Personal information
- Full name: Danilo Petrolli Bueno
- Date of birth: 27 December 1983 (age 41)
- Place of birth: Monte Alegre do Sul, Brazil
- Height: 1.79 m (5 ft 10+1⁄2 in)
- Position: Midfielder

Senior career*
- Years: Team / Apps / (Gls)
- 1999–2002: Portuguesa / 24 / (3)
- 2002–2006: Vitória / 49 / (18)
- 2006–2010: Bragantino / 63 / (19)
- 2010–2012: Etoile du Sahel / 52 / (24)
- 2012: Mersin İdmanyurdu / 22 / (1)
- 2013: Botafogo Ribeirão Preto / 7 / (0)
- 2013–2014: São Caetano / 29 / (5)
- 2014–2015: Al Ittihad Kalba / 23 / (3)
- 2015: CRB / 18 / (1)
- 2016: Botafogo Ribeirão Preto / 9 / (1)
- 2016–2017: AEL Limassol / 17 / (3)
- 2017–2018: Al-Riffa
- 2018: Bragantino / 15 / (3)
- 2019: XV de Novembro / 11 / (1)

= Danilo Bueno =

Brazilian footballer (born 1983)

Danilo Petrolli Bueno (born 27 December 1983) is a Brazilian former footballer who played as a midfielder.

==Career==
He played in different positions in the Midfield (Centre Midfielder, Deep-lying playmaker, Playmaker, Attacking Midfielder, Side Midfielder).
In the 2008–09 Brazilian Série B season he was chosen as the best player of the second period.

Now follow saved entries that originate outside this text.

PR #13, opened 2018-01-04
Install go tools globally on builder

krdln:
This moves installation of go-msi, ginkgo and dep to ansible role
making these tools available globally on builder.

Note: Ansible script is still WIP as it contains at least one bug (robocopy src uses file path instead of directory) but we're going to merge anyway, to make builds stop failing on go-msi issue. The fix for ansible will come in next PR.


ansible/roles/builder/tasks/main.yml
```diff
@@ -170,6 +170,27 @@
     version: 1.8.3
     state: present
 
+- name: Install go-msi
+  win_chocolatey:
+    name: go-msi
+    state: present
```
wurbanski: Required version should be specified when using public chocolatey.

wurbanski (changes requested):

wurbanski (dismissed):

ansible/roles/builder/tasks/main.yml
```diff
@@ -170,6 +170,28 @@
...
 
+- name: Install go-msi
+  win_chocolatey:
+    name: go-msi
+    version: '1.0.2'
+    state: present
+
+- name: Install dep
+  win_get_url:
+    url: 'https://github.com/golang/dep/releases/download/v0.3.2/dep-windows-amd64'
```
sodar, line 181: I think that, if we download it like this, then `dep` will be available in `PATH` as `dep-windows-amd64` and not as `dep`.

sodar (changes requested):

ansible/roles/builder/tasks/main.yml
krdln: Good point

sodar (dismissed):

sodar (approved):

kaweue (approved):

krdln:
Ansible script is still WIP as it contains at least one bug (robocopy src uses file path instead of directory) but we're going to merge anyway, to make builds stop failing on go-msi issue. The fix for ansible will come in next PR.

PR #16, opened 2018-01-08
JW-1344: use zuul-cloner to checkout repositories

sodar:


ansible/roles/builder/tasks/main.yml
```diff
@@ -28,6 +39,16 @@
...
 
+- name: Install GitPython
+  win_command: pip install GitPython==2.1.8
+  args:
+    creates: C:\Python27\Lib\site-packages\git\__init__.py
+
+- name: Install Zull (for zuul-cloner)
+  win_command: pip install zuul==2.6.0
+  args:
+    creates: C:\Python27\Scripts\zuul-cloner.exe
```
m-kostrzewa: Maybe we should switch to using requirements.txt? http://docs.ansible.com/ansible/latest/pip_module.html

CIScripts/Build/Zuul.ps1
```diff
@@ -0,0 +1,39 @@
+. $PSScriptRoot\..\Common\DeferExcept.ps1
+
+function Clone-ZuulRepos {
+    $ZuulClonerOptions = @(
+        "-m",
+        "./CIScripts/clonemap.yml",
+        "--verbose",
+        $Env:GERRIT_URL
```
m-kostrzewa: Maybe it would be better to pass `GERRIT_URL` via a param? So there are no hidden globals used all over the code

ansible/roles/builder/tasks/main.yml
```diff
@@ -28,6 +39,16 @@
   args:
     creates: C:\Python27\Lib\site-packages\lxml\__init__.py
 
+- name: Install Zull (for zuul-cloner)
+  win_command: pip install zuul==2.6.0
```
krdln: Perhaps we can use the [pip module](http://docs.ansible.com/ansible/latest/pip_module.html) here? (Not sure if it works on windows though)

jacek-izykowski (changes requested):
What do you think about extracting environment variables in top-level script and passing them explicitly (e.g. GERRIT_URL)?

KR, JI

jacek-izykowski (approved):
KR, JI

kaweue (approved):

PR #20, opened 2018-01-09
JW-1378 DeferExcept: Detect error when command doesn't run at all

krdln:
Now it detects eg. command not found error.

Note: After this change, empty block will not be considered successful.


krdln:
It seems that this approach doesn't work.

kaweue (approved):

jablonskim (approved):

PR #22, opened 2018-01-11
Move create tester template and deploy tester to jenkinsfiles

katrybacka:


ansible/roles/tester/tasks/main.yml
```diff
@@ -0,0 +1,29 @@
+---
+
+- name: Prepare Jenkins partition
+  win_shell: 'Get-Disk |
+  Where partitionstyle -eq "raw" |
+  Initialize-Disk -PartitionStyle MBR -PassThru |
+  New-Partition -DriveLetter J -UseMaximumSize |
+  Format-Volume -FileSystem NTFS -NewFileSystemLabel "Jenkins" -Confirm:$false'
```
krdln: Maybe use "folded string style" here? See https://symfony.com/doc/current/components/yaml/yaml_format.html#strings

vars/prepareVMConfig.groovy
```diff
@@ -0,0 +1,38 @@
...
+  if(vm_hdd_size != null){
+    vmConfig += """
+vm_hdd:
+  - type: thin
+    size: ${vm_hdd_size}
+"""
+  }
+
+  writeFile file: file_path, text: vmConfig
+}
```
krdln: Note: this is just a suggestion

I'd remove this file. Instead, I'd create a dictionary in groovy, and pass it as `extraVars` parameter of `ansiblePlaybook` step.

See this example https://github.com/jenkinsci/ansible-plugin#example
(We'd need to create this dictionary in particular Jenkinsfile's and pass them as parameters here)

katrybacka: As far as I know extraVars won't work with nested lists or maps

vars/prepareVMConfig.groovy
```diff
@@ -0,0 +1,38 @@
...
+  memory_mb: ${vm_hardware_memory_mb}
+  num_cpus: ${vm_hardware_num_cpus}
+
+vm_networks:
+"""
+
+  for(network in vm_networks){
+    network.eachWithIndex{key, value, index -> if(index == 0) vmConfig += "  - "
+                                               else vmConfig += "    "
+                                               vmConfig += "$key: $value\n"}
```
krdln: You can use alternative syntax for maps in yaml, to avoid this `if(index == 0)` hackery. ~~~Ctrl+F `json_map` on https://learnxinyminutes.com/docs/yaml/~~~
http://docs.ansible.com/ansible/latest/YAMLSyntax.html

I mean, instead of using
```
   - key1: foo
     key2: bar
```
You can use
```
   - { key1: "foo", key2: "bar" }
```

krdln (changes requested):

vars/prepareVMConfig.groovy
krdln: Also, please use spaces around `()` in for.

katrybacka: in if statement also

ansible/roles/tester/tasks/main.yml
```diff
@@ -0,0 +1,29 @@
+---
+
+- name: Prepare Jenkins partition
+  win_shell: 'Get-Disk |
```
sodar: We can extract this script to another role, e.g. `Jenkins-Partition` and include it here and in builder playbooks

vars/prepareAndRunAnsiblePlaybook.groovy
```diff
@@ -17,8 +21,9 @@ def call(Map params) {
             sh 'cp inventory.sample inventory'
             sh 'ansible-galaxy install -r requirements.yml -f'
             script {
-              prepareConfig(env.VC_HOSTNAME, env.VC_DATACENTER, env.VC_CLUSTER, env.VC_FOLDER,
-                            env.VC_NETWORK, env.VC_USR, env.VC_PSW, env.VM_TEMPLATE)
+              prepareVMConfig(env.VC_HOSTNAME, env.VC_DATACENTER, env.VC_CLUSTER, env.VC_FOLDER,
```
sodar: Maybe we pass parameters through a map or keyword arguments to `prepareVMConfig`? We can reuse `params` map, but extended with other necessary parameters.

sodar (changes requested):
We came up with an idea for a little refactoring. We can divide `prepareVMConfig` into 2 functions: `getVMwareConfig` which returns a map with credentials and `prepareHardwareConfig` which creates a file with `vm_networks`, `vm_hdd`, `vm_hardware`. Map returned by `getVMwareConfig` will be passed through `extraVars` to `ansiblePlaybook` step.

jenkinsfiles/Jenkinsfile.deploy-builder
```diff
@@ -1,4 +1,7 @@
 library "contrailWindows@$BRANCH_NAME"
 
-prepareAndRunAnsiblePlaybook(config: prepareDeployBuilder,
-                             playbook: 'vmware-deploy-template.yml')
+prepareAndRunAnsiblePlaybook(playbook: 'vmware-deploy-template.yml',
+                             vm_role: 'builder',
```
m-kostrzewa: Do we really need to specify all these params to deploy? Arent they stored in template already?

ansible/roles/jenkins-partition/tasks/main.yml
```diff
@@ -0,0 +1,10 @@
+---
```
krdln, line 1: Yaml files should begin with `---`, but also end with `...` (see http://docs.ansible.com/ansible/latest/YAMLSyntax.html)

It seems those markers are not necessary, but if we're adding a starting marker, let's add also the ending marker. (also applies to other tasks).

m-kostrzewa (dismissed):

vars/getBaseHardwareConfig.groovy
```diff
@@ -0,0 +1,16 @@
+def call(vm_networks, vm_hardware_memory_mb, vm_hardware_num_cpus) {
+
+  def nets = vm_networks.inject([]) { result, network ->
+                                      result << "  - {${ network.collect().join(', ') }}"
+                                    }.join('\n').replaceAll("=", ": ")
```
krdln: Nice! Although it feels a little bit too magic. I'd propose:
1. Create a helper function (in this file) eg. `mapToYaml` that converts a `Map` to yaml syntax (basically `network.collect().join(', ')`
2. Change inject to just `collect` and simply `join('')` (so move `\n` from `join` to the closure)
3. Move `replaceAll` to `mapToYaml`, so it's more obvious what generates the `=` which we're converting

vars/getVMwareConfig.groovy
```diff
@@ -0,0 +1,14 @@
+def call(vm_role) {
+
+  def baseVMParams = [vcenter_hostname: env.VC_HOSTNAME,
+                      vcenter_user: env.VC_USR,
+                      vcenter_password: env.VC_PSW,
+                      validate_certs: 'no',
+                      datacenter_name: env.VC_DATACENTER,
+                      cluster_name: env.VC_CLUSTER,
+                      vmware_folder: (env.VC_FOLDER).replaceAll("\"", ""),
```
krdln: Unnecessary `()` around `env.VC_FOLDER` (not sure though)

vars/prepareAndRunAnsiblePlaybook.groovy
```diff
@@ -1,7 +1,8 @@
 def call(Map params) {
+  def prepareHardwareConfig = params.config
   def playbook = params.playbook
-  def prepareConfig = params.config
-
+  def vm_role = params.vm_role
+  def vmWareConfig
```
krdln, line 5: We can call `getVMwareConfig` directly in `ansiblePlaybook` step, and remove this global variable.

krdln (changes requested):

vars/prepareAndRunAnsiblePlaybook.groovy
katrybacka: I placed this function in the stage of preparing environment for running ansible, because i think that whole environment should be prepared for running ansible in this stage and stage "run ansible" should be only responsible for executing playbook.

vars/getBaseHardwareConfig.groovy
katrybacka: We have here list of maps, each map represents network. As far as I know using ```join``` change whole collection into String so basically you cannot use ```join``` twice on nested collection.

ansible/roles/jenkins-partition/tasks/main.yml
katrybacka: I'm not sure if it is a part of this task to change our convention. I can change it here, but I'm not sure if it is necessary and futhermore changes in other files should be done in another PR.

vars/getBaseHardwareConfig.groovy
krdln: Now you have one `join`inside the closure and one outside. I didn't mean to change that

ansible/roles/jenkins-partition/tasks/main.yml
krdln: I've noticed it only on new files, but you're right, we can change the rest in a separate PR

vars/prepareAndRunAnsiblePlaybook.groovy
krdln: Seems reasonable then

vars/getBaseHardwareConfig.groovy
katrybacka: But by using ```inject``` method I still have a list, just containing desired strings generated from maps. Without that I would have one string and second operation ```join``` would not succeed.

vars/createTemplateConfig.groovy
```diff
@@ -0,0 +1,17 @@
+def call(params, file_path = 'vm.vars') {
+
+  def vm_networks = params.vm_networks
+  def vm_hardware_memory_mb = params.vm_hardware_memory_mb
+  def vm_hardware_num_cpus = params.vm_hardware_num_cpus
+  def vm_hdd_size = params.vm_hdd_size
```
sodar, line 6: Can you check if when `vm_hdd_size` does not exist in `params` map, it will throw an exception?

sodar (approved):
LGTM, one minor comment.

DS, MKr

krdln (approved):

In June 2010, he signed a 4 years deal contract with African club Étoile Sportive du Sahel (Tunisia) for a total amount of $950 000.
Before signing with Étoile Sportive du Sahel he had received some contracts from Italian sides like Reggina Calcio, Calcio Catania, and the Brazilian side of São Paulo FC.